- _Work order_:
Across the records that follow, give the number of lines containing the word "namespaces" and nothing else.

[Saved entries]
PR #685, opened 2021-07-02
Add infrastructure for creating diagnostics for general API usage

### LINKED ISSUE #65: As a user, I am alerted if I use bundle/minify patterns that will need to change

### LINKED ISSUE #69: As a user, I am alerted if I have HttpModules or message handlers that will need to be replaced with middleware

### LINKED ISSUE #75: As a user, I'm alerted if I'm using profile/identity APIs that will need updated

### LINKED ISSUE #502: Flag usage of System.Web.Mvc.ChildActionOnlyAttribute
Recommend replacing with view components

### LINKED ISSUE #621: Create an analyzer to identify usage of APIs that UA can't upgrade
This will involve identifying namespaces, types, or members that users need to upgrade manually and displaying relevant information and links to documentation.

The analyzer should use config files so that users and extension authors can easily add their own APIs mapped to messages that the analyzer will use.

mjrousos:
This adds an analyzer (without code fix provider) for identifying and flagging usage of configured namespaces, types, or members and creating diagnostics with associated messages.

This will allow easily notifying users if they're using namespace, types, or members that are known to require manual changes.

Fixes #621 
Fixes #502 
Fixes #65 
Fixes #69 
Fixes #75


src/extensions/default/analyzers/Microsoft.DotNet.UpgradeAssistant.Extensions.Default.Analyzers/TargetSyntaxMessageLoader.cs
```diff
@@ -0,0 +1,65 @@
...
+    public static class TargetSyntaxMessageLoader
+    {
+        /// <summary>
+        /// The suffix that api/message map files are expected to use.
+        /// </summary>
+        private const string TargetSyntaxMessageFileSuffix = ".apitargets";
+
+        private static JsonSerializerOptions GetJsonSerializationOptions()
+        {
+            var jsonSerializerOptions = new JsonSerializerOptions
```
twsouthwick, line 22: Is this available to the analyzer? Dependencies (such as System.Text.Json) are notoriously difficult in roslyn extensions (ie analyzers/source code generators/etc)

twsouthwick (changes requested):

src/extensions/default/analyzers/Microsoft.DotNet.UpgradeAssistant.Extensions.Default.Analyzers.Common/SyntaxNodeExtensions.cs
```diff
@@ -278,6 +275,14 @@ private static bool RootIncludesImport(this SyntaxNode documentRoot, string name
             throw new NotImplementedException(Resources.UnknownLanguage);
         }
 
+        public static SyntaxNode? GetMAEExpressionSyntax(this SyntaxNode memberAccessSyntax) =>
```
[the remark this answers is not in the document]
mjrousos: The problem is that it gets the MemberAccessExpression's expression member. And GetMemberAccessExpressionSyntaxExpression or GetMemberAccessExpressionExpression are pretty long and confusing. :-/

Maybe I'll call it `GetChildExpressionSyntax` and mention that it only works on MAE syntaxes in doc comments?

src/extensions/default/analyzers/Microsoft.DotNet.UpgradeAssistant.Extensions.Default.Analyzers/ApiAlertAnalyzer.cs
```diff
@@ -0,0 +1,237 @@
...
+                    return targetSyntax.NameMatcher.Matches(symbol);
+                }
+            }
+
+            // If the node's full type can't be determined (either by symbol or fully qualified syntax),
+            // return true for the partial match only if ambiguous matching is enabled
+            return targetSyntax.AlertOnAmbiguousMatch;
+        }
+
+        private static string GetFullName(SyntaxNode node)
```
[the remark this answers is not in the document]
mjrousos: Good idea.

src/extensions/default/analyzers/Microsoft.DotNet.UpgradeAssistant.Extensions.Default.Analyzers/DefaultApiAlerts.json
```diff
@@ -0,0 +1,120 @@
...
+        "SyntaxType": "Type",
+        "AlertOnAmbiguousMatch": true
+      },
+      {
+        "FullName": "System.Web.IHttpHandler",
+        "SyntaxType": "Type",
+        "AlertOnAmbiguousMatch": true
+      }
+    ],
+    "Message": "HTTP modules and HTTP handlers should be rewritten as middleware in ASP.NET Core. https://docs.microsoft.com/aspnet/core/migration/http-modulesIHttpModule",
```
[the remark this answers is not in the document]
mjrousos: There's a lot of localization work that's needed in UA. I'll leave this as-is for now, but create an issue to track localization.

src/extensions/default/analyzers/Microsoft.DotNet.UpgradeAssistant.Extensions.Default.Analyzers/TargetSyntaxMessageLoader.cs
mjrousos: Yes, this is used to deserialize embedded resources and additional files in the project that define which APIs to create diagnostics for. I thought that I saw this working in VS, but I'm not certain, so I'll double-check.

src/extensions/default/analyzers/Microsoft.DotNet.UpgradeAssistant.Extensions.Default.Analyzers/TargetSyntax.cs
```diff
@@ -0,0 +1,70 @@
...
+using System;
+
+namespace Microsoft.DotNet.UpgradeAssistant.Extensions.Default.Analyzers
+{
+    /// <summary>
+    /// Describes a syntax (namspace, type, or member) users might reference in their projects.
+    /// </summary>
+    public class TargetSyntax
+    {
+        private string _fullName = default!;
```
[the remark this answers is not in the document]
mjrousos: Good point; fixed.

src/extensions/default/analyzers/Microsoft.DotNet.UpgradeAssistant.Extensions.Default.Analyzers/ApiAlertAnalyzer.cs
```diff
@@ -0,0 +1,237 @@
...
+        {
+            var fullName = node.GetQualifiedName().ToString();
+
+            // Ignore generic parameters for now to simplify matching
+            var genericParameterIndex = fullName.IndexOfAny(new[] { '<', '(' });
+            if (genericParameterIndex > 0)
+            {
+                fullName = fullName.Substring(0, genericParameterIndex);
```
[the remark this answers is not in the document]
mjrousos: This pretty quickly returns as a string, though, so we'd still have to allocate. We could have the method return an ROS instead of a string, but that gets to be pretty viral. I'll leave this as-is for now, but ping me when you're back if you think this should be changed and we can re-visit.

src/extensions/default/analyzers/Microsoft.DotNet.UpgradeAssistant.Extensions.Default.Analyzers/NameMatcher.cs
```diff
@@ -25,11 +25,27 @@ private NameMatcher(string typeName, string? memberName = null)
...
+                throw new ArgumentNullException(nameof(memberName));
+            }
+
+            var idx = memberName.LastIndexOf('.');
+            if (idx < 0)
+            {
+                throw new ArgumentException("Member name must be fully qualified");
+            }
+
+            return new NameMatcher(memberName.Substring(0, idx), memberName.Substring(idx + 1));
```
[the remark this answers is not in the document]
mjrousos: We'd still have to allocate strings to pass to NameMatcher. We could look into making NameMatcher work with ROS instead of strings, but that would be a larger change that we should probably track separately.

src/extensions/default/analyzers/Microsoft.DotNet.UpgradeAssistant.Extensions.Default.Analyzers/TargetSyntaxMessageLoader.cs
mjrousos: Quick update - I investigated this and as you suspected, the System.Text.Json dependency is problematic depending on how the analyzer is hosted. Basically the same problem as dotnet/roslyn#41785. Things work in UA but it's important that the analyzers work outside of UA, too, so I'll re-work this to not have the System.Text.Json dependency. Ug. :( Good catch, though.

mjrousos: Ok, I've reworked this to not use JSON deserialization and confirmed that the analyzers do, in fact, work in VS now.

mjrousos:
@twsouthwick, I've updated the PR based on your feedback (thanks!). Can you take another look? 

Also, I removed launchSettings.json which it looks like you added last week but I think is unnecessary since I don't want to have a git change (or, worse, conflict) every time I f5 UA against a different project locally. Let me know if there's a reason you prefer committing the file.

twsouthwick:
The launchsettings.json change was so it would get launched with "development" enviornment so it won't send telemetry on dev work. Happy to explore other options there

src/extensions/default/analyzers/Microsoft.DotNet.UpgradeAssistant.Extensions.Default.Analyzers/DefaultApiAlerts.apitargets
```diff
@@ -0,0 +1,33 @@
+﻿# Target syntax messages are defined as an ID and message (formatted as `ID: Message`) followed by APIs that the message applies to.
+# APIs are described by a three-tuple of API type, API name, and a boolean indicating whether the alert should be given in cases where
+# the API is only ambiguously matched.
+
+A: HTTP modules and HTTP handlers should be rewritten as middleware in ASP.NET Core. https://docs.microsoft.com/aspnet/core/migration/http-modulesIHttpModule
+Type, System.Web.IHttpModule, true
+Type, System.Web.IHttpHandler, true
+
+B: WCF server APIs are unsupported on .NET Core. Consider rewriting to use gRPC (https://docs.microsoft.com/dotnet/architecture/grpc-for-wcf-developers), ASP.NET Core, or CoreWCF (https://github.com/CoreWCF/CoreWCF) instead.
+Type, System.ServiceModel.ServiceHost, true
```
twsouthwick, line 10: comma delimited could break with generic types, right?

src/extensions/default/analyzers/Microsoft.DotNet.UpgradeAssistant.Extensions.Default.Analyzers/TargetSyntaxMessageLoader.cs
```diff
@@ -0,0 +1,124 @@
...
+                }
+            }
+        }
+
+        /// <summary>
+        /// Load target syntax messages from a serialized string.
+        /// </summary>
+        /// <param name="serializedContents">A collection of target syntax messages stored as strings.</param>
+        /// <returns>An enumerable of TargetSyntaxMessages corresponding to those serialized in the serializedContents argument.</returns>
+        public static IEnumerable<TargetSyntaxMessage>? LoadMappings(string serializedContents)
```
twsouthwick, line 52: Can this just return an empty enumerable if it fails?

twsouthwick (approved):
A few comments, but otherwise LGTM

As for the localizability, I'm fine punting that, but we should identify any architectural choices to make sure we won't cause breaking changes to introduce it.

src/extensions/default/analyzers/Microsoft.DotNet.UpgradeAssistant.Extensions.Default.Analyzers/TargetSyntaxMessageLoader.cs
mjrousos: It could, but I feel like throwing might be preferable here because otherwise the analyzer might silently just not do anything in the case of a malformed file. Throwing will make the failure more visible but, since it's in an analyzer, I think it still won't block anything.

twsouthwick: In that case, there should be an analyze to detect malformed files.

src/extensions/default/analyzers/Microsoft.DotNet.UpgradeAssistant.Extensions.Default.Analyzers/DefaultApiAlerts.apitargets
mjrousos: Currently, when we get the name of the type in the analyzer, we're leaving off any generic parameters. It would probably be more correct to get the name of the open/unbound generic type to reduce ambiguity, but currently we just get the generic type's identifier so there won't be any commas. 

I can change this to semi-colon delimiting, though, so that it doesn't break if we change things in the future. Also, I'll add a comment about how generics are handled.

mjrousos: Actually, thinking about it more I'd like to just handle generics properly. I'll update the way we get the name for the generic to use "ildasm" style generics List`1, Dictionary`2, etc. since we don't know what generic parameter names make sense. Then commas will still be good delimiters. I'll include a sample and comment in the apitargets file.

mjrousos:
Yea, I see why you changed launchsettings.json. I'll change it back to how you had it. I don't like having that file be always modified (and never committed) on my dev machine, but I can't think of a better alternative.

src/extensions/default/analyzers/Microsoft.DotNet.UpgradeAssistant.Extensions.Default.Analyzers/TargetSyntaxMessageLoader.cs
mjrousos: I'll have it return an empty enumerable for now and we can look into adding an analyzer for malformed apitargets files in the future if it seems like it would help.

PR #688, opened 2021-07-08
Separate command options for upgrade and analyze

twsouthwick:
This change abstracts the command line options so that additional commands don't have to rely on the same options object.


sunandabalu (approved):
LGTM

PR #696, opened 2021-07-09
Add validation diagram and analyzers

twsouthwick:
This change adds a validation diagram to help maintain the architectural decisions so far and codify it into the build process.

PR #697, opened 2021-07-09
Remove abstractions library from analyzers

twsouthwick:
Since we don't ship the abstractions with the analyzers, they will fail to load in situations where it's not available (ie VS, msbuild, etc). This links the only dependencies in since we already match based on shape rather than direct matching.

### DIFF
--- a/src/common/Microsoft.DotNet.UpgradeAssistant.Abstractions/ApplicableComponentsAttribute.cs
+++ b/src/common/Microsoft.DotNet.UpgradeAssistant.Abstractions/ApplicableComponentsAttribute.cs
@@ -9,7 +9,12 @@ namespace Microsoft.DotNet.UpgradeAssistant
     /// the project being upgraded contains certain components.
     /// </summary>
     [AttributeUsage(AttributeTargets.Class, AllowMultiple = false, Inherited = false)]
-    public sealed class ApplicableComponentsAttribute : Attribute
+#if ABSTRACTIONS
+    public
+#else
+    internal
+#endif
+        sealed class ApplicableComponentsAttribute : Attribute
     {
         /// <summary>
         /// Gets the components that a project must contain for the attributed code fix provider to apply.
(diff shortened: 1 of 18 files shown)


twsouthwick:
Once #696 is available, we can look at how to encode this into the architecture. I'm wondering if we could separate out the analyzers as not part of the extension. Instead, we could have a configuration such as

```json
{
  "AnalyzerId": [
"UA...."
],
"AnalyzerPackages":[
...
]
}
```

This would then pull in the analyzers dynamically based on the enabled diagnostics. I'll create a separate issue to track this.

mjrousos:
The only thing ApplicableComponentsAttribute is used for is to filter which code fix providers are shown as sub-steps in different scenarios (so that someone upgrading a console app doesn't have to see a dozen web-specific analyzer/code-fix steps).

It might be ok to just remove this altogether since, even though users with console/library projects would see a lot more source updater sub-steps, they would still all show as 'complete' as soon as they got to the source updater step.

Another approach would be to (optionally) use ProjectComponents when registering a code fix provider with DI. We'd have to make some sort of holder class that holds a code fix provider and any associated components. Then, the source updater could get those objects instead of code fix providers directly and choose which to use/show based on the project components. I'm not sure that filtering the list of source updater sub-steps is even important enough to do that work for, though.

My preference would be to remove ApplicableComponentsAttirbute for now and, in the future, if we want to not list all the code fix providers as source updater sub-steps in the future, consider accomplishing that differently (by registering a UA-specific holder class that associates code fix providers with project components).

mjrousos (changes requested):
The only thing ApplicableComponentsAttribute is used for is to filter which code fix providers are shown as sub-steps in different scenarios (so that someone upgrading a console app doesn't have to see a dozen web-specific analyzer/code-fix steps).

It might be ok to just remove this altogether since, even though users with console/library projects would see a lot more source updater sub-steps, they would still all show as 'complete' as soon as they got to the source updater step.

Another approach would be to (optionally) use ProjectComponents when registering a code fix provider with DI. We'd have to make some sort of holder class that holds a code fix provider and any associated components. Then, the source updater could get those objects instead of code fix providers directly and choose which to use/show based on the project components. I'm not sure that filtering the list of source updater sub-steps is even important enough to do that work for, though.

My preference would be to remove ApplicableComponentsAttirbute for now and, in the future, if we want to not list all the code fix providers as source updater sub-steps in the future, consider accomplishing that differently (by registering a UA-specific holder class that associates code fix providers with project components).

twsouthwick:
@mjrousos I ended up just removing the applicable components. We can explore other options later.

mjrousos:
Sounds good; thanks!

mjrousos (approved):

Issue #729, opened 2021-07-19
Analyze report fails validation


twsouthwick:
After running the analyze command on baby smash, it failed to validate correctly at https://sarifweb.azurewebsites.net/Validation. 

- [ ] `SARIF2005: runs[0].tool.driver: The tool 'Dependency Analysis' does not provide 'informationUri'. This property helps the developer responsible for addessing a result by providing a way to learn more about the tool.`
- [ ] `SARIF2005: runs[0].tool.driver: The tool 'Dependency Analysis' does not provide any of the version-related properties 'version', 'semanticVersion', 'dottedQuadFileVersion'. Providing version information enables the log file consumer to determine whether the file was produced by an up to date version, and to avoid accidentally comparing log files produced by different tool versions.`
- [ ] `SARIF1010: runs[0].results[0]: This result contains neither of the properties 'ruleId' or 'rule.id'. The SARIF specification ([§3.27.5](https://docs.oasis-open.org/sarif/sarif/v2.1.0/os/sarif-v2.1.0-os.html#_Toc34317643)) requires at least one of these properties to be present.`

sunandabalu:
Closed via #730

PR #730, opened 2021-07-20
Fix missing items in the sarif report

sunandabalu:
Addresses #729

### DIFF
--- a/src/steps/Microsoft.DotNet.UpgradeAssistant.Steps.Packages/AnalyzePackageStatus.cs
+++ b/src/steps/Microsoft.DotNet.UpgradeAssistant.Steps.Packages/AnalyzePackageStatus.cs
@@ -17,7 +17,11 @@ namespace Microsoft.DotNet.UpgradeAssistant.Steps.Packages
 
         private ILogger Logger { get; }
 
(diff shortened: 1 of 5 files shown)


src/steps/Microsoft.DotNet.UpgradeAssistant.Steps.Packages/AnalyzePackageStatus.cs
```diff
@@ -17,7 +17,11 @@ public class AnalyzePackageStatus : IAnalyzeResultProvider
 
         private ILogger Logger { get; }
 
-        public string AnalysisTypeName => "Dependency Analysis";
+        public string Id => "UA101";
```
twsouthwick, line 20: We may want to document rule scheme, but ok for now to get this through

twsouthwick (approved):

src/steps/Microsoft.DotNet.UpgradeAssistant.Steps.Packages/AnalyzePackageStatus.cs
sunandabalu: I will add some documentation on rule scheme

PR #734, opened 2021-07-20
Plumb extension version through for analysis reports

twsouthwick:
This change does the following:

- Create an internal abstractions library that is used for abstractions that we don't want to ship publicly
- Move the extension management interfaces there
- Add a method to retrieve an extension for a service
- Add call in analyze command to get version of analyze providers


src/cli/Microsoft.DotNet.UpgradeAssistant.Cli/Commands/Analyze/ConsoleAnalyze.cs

- _Task response_:
2